July 24, 2003
Most designers and engineers usually place very little importance on achieving the correct inside radius of a formed part. Why? Because the functionality of the part is unaffected if the specified inside radius is 0.062 in. and actual measured inside radius is 0.078 in. So why do we care about achieving an exact inside radius? First we need to look at the current state of forming and the method used.
The most common forming method used today is air forming. Air forming is a three-point bending in which the final inside bend radius is determined by the width of the V die (see Figure 1).
As the V-die width is narrowed or widened, it will have the effect of increasing or decreasing the inside radius of the part respectively. This principle is known as the 20 percent rule (20 percent is not the only percentage used). Typical manufacturing facilities use many types of sheet metal. The table below shows the correct percentage to compute the inside radius for some common material types. The 20 percent rule percentages for other materials can be estimated by comparing the tensile strengths of the material with any sheet metal supplier's material characteristics sheet.

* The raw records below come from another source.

Issue #191, opened 2018-05-13
mixGamma produces bad gammas


Lysxia:
The `mixGamma` function should "fix" its result if the popcount is too low, but in its current version it is doing the opposite.

https://github.com/hedgehogqa/haskell-hedgehog/blob/d97e846e7503b27a1ea68cef0a676fb13cd2ff97/hedgehog/src/Hedgehog/Internal/Seed.hs#L193-L198

This is a bug inherited from a typo in the code of the original SplitMix paper. The text gives the correct interpretation:

> Therefore we require that the number of such pairs, as computed by `Long.bitCount(z ^ (z >>> 1))`, exceed `24`; if it does not, then the candidate `z` is replaced by the `XOR` of `z` and `0xaaaaaaaaaaaaaaaaL`

I found that in this blogpost: http://www.pcg-random.org/posts/bugs-in-splitmix.html

This also affects `fsharp-hedgehog`.

moodmosaic:
>I found that in this blogpost: http://www.pcg-random.org/posts/bugs-in-splitmix.html

Is the author of that article (Melissa O’Neill) biased against SplitMix?

- [On Melissa O’Neill’s PCG random number generator](https://lemire.me/blog/2017/08/15/on-melissa-oneills-pcg-random-number-generator)
- [Hacker News](https://news.ycombinator.com/item?id=15019071)

Perhaps it's `n >= 24` according to the paper (#124), perhaps it's `n < 24` according to Oracle's JDK8, either way all statistical tests for measuring the quality of that random number generator pass.

```bash
# n >= 24 (commit e187c131f76619e53d29c8aee9dddb9016bedb71)
$ dieharder-input | dieharder -a -g 200
```

<details>
  <summary>Test results (Click to expand)</summary>
<pre>
#=============================================================================#
#            dieharder version 3.31.1 Copyright 2003 Robert G. Brown          #
#=============================================================================#
   rng_name    |rands/second|   Seed   |
stdin_input_raw|  3.73e+06  |3112223130|
#=============================================================================#
        test_name   |ntup| tsamples |psamples|  p-value |Assessment
#=============================================================================#
   diehard_birthdays|   0|       100|     100|0.34563424|  PASSED
      diehard_operm5|   0|   1000000|     100|0.91055807|  PASSED
  diehard_rank_32x32|   0|     40000|     100|0.54739259|  PASSED
    diehard_rank_6x8|   0|    100000|     100|0.26505805|  PASSED
[...]

PR #207, opened 2018-07-02
Add tests to verify that our SplitMix/Seed avoids pathological γ-values

moodmosaic:
We were missing the test part in Haskell, which is pretty [similar to what we did in F#](https://github.com/hedgehogqa/fsharp-hedgehog/pull/161/commits/1746ddffd643a273662e277d50bec7f5bc024510). See Melissa E. O'Neill's post with title [Bugs in SplitMix(es)](http://www.pcg-random.org/posts/bugs-in-splitmix.html), #191, and 39b15b9b4d147f6001984c4b7edab00878269da7, for more context.

/cc @jystic @thumphries

### DIFF
--- a/hedgehog/test/Test/Hedgehog/Seed.hs
+++ b/hedgehog/test/Test/Hedgehog/Seed.hs
@@ -1,0 +1,84 @@
+{-# LANGUAGE TemplateHaskell #-}
+module Test.Hedgehog.Seed (
+    tests
+  ) where
+
+import           Data.Foldable (for_)
+
+import           Hedgehog
+import qualified Hedgehog.Internal.Seed as Seed
+
+data Assert =
+  Assert {
+      expected :: !Seed
+    , actual   :: !Seed
+    } deriving (Show)
+
+-- | Verify that SplitMix avoids pathological γ-values, as discussed by
+--   Melissa E. O'Neill in the post with title Bugs in SplitMix(es), at
+--   http://www.pcg-random.org/posts/bugs-in-splitmix.html
+--
+--   See also:
+--   https://github.com/hedgehogqa/haskell-hedgehog/issues/191
+--
+prop_avoid_pathological_gamma_values :: Property
+prop_avoid_pathological_gamma_values =
+  withTests 1 . property $ do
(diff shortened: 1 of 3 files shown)


hedgehog/test/Test/Hedgehog/Seed.hs
```diff
@@ -0,0 +1,81 @@
...
+
+-- | Verify that SplitMix avoids pathological γ-values, as discussed by
+--   Melissa E. O'Neill in the post with title Bugs in SplitMix(es), at
+--   http://www.pcg-random.org/posts/bugs-in-splitmix.html
+--
+--   See also:
+--   https://github.com/hedgehogqa/haskell-hedgehog/issues/191
+--
+prop_avoid_pathological_gamma_values :: Property
+prop_avoid_pathological_gamma_values =
```
thumphries: This looks fully deterministic to me, is that the case?

If so, we don't need to run this 100 times.

Suggest something like 

```haskell
withTests 1 . property $ do
  for asserts $ \a ->
    expected a === actual a
```

moodmosaic: Indeed, those are deterministic, so just doing the comparison once is enough. Good catch 👍 Fixed and force-pushed.

moodmosaic:
Hmm, not sure why 1 of the 2 Travis CI checks fails. I think it's because I forced pushed the branch to the wrong origin, and then I forced pushed to the right one.

thumphries:
Thanks!

hedgehog/test/Test/Hedgehog/Seed.hs
```diff
@@ -0,0 +1,84 @@
...
+
+import           Data.Foldable (for_)
+
+import           Hedgehog
+import qualified Hedgehog.Internal.Seed as Seed
+
+data Assert =
+  Assert {
+      expected :: !Seed
+    , actual   :: !Seed
```
moodmosaic: Ugh! I forgot we're strict with no alignment anywhere (look at line 14). Happy to clean this up if you wish. /cc @jystic @thumphries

In the old days a rule of thumb for selecting a die width was that the die width should be six to 12 times that of the material thickness. No other factors were considered. But this is how many problems with air forming begin. Why? Because between six and 12 times the material thickness a wide range of tooling options exist, and each option produces a different inside radius. Note that these rules do not apply to bottom bending or coining.
To put this concept into perspective, let's examine what might happen on the shop floor. Operator A may choose a six times V-die width from experience, paying attention to the punch tip radius only but not to the achievable inside radius. Operator B, concentrating on tonnage, may choose 12 times the material thickness, again with no real concern for the final measurable inside radius.

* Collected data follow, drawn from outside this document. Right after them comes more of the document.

PR #313, opened 2019-08-09
Make `interleave` logarithmtic rather than linear

edsko:
The version of `interleave` before this PR was closely modelled on my
blog post; a tiny bit _too_ closely; it wasn't the intention of the blog
post to define "good" shrinkers. I had a footnote for that but should
have made it a bit more prominent. Anyway, in this PR I change
`interleave` from being linear (removing one element at a time) to
logarithmic (trying to remove as big a chunk as possible at a time,
trying the whole list, half the list, etc.), matching the behaviour of
QuickCheck's `shrinkList`. This can have rather dramatic consequences
for the performance of shrinking.

### DIFF
--- a/hedgehog/src/Hedgehog/Internal/Tree.hs
+++ b/hedgehog/src/Hedgehog/Internal/Tree.hs
@@ -301,11 +301,30 @@ splits = \case
     ([], x, xs) :
     fmap (\(as, b, cs) -> (x : as, b, cs)) (splits xs)
 
-dropOne :: Monad m => [NodeT m a] -> [TreeT m [a]]
-dropOne ts = do
-  (xs, _y, zs) <- splits ts
-  pure . TreeT . pure $
-    interleave (xs ++ zs)
+-- | @removes n@ computes all ways we can remove chunks of size @n@ from a list
+--
+-- Examples
+--
+-- > removes 1 [1..3] == [[2,3],[1,3],[1,2]]
+-- > removes 2 [1..4] == [[3,4],[1,2]]
+-- > removes 2 [1..5] == [[3,4,5],[1,2,5],[1,2,3,4]]
+-- > removes 3 [1..5] == [[4,5],[1,2,3]]
+--
+-- Note that the last chunk we delete might have fewer elements than @n@.
+removes :: forall a. Int -> [a] -> [[a]]
+removes k = \xs -> go xs
+  where
+    go :: [a] -> [[a]]
+    go [] = []
+    go xs = xs2 : map (xs1 ++) (go xs2)
+      where
+        (xs1, xs2) = splitAt k xs
+
+dropSome :: Monad m => [NodeT m a] -> [TreeT m [a]]
+dropSome ts = do
+  n   <- takeWhile (> 0) $ iterate (`div` 2) (length ts)
+  ts' <- removes n ts
+  pure . TreeT . pure $ interleave ts'
 
 shrinkOne :: Monad m => [NodeT m a] -> [TreeT m [a]]
 shrinkOne ts = do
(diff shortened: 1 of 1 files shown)


hedgehog/src/Hedgehog/Internal/Tree.hs
```diff
@@ -301,11 +301,30 @@ splits = \case
     ([], x, xs) :
     fmap (\(as, b, cs) -> (x : as, b, cs)) (splits xs)
 
-dropOne :: Monad m => [NodeT m a] -> [TreeT m [a]]
-dropOne ts = do
-  (xs, _y, zs) <- splits ts
-  pure . TreeT . pure $
-    interleave (xs ++ zs)
+-- | @removes n@ computes all ways we can remove chunks of size @n@ from a list
```
ruhatch: I get what this is doing, but not quite sure it's clear from this sentence!

'all the ways we can remove chunks of size n' sounds like you'd have:
```
-- > removes 2 [1..4] = [[3,4],[1,4],[1,2]]
```

edsko: Fair. Suggested rewording?

edsko: Would "Splits a list into chunks of size `n` and returns all possible lists where one of these chunks has been removed" be less confusing?

hedgehog/src/Hedgehog/Internal/Tree.hs
```diff
@@ -301,11 +301,30 @@ splits = \case
...
+-- Examples
+--
+-- > removes 1 [1..3] == [[2,3],[1,3],[1,2]]
+-- > removes 2 [1..4] == [[3,4],[1,2]]
+-- > removes 2 [1..5] == [[3,4,5],[1,2,5],[1,2,3,4]]
+-- > removes 3 [1..5] == [[4,5],[1,2,3]]
+--
+-- Note that the last chunk we delete might have fewer elements than @n@.
+removes :: forall a. Int -> [a] -> [[a]]
+removes k = \xs -> go xs
```
edsko: Er, this should be eta reduced of course; this is a remnant of an earlier version.

hedgehog/src/Hedgehog/Internal/Tree.hs
jacobstanley: Again, I don't mind the behavior, but I can't reconcile how chunks of size `2` are removed from:
```-- > removes 2 [1..5] == [[3,4,5],[1,2,5],[1,2,3,4]]```

Ah ok, that is this part yes?
> Note that the last chunk we delete might have fewer elements than @n@.

Ok, I think I get it now, posting this ramble for posterity

Comment (edsko) [reply hedgehog/src/Hedgehog/Internal/Tree.hs]: Yeah, it removed the chunk `5 : nothingMoreToRemove` :)

File: hedgehog/src/Hedgehog/Internal/Tree.hs [hunk 3]
```diff
@@ -301,11 +301,30 @@ splits = \case
...
+    go [] = []
+    go xs = xs2 : map (xs1 ++) (go xs2)
+      where
+        (xs1, xs2) = splitAt k xs
+
+dropSome :: Monad m => [NodeT m a] -> [TreeT m [a]]
+dropSome ts = do
+  n   <- takeWhile (> 0) $ iterate (`div` 2) (length ts)
+  ts' <- removes n ts
+  pure . TreeT . pure $ interleave ts'
```
treeowl: There's quite a lot going on here. It's not terribly obvious to me what the overall goal is and how each piece fits into it. Why chunk *this way*? Why choose *these* chunk sizes? How does the recursive call to `interleave` contribute to the whole job? Is there a way to track length information to avoid calling `length` repeatedly?

hedgehog/src/Hedgehog/Internal/Tree.hs
```diff
@@ -320,7 +339,7 @@ interleave :: forall m a. Monad m => [NodeT m a] -> NodeT m [a]
 interleave ts =
```
treeowl: `interleave` is begging for documentation. Detailed documentation would be great; barring that, a clear statement of its general goals would be helpful.

PR #323, opened 2019-09-14
Only build-depend on fail and semigroups with ancient GHC

clinty:


jacobstanley:
Is this causing you a problem? `fail` and `semigroups` do that switch internally to make sure the right version is exported afaik

clinty:
We don't have empty packages in Debian so any uses of them (fail, nats, bytestring-builder, etc.) need to be patched out which leads to a lot of wasted labor that needs to be repeated on every package upgrade. Things like semigroups are okay because they're not completely empty, but since you're not actually using `Data.Semigroup.Generic` there's no real point in including it either.

moodmosaic:
>We don't have empty packages in Debian so any uses of them (fail, nats, bytestring-builder, etc.) need to be patched out

What's the current procedure for working around this issue? I don't have Debian around to try this, but both builds are green (just had to re-run the AppVeyor one).

---

If we decide to merge this, at least the dependencies should be aligned with all the others :mag_right:, like so:

image

image

clinty:
Here's an example of how we work around `fail` in the `repline` package: https://sources.debian.org/src/haskell-repline/0.2.1.0-2/debian/patches/no-fail/

(cf. https://github.com/sdiehl/repline/issues/14)

sol:
@moodmosaic from what I see in the current version of the Cabal file, I think this can be closed.

moodmosaic:
Thank you, @sol 🙌 Closing this, though @clinty absolutely feel free to re-open if needed. Thank you for your work on this. 👍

Because air forming establishes the inside radius at the V-die opening rather than at the punch tip, variations in V-die width will change the geomety of the final product.
If the radius changes, so does the geometry, in particular, the outside setback (OSSB), or (X) factor. The outside setback is defined as the distance between the tangent point of the radius and the apex of the bend. If the radius and OSSB change, so do the bend deduction (BD), or (X) factor, and the bend allowance (see Figure 2).
Finding a part design that places a feature inside the area that is defined by the outside setback (on the radius) is uncommon, unless that feature is placed on or outside the bend line. Any feature placed inside the area defined by the OSSB or bend line will suffer distortion. The closer to the bend line a feature gets, the greater the amount of the distortion it will encounter (see Figure 3).
Back to our original question, why do we care about achieving exact inside radius? A part feature designed to lie outside the area defined by the OSSB will begin to distort as the radius increases. If the radius is too large, the area of the OSSB will be too large, thus, setting the feature into the area of the new and larger OSSB.
How can these problems be avoided? By using a standard formula based on the outside radius of the final product when selecting a V-die opening. The reason for basing the calculations on the outside radius rather than guessing at six, eight, 10 or 12 times the material thickness is that this method (shown below) will result in a consistent tooling selection regardless of the bending method or type.
Optimum V-die opening: Factor x (outside radius x 0.7071)
When you use the 20 percent rule to find the measurable inside radius specified in the design, based on the inside radius produced at the optimum V-die width, distortions will decrease or disappear completely, and you'll achieve true consistency in forming, regardless of the material thickness, bend radius, type of bend, or forming method.